**Recorded data**
PR #1096, opened 2023-05-19
Use javac release flag on all compilations

JakeWharton:
This fixes a mismatch of target/release usage in the Gradle plugin:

**Your objective**
The task requires that all the material be restated word for word.

**Answer below**
PR #1096, opened 2023-05-19
Use javac release flag on all compilations

JakeWharton:
This fixes a mismatch of target/release usage in the Gradle plugin:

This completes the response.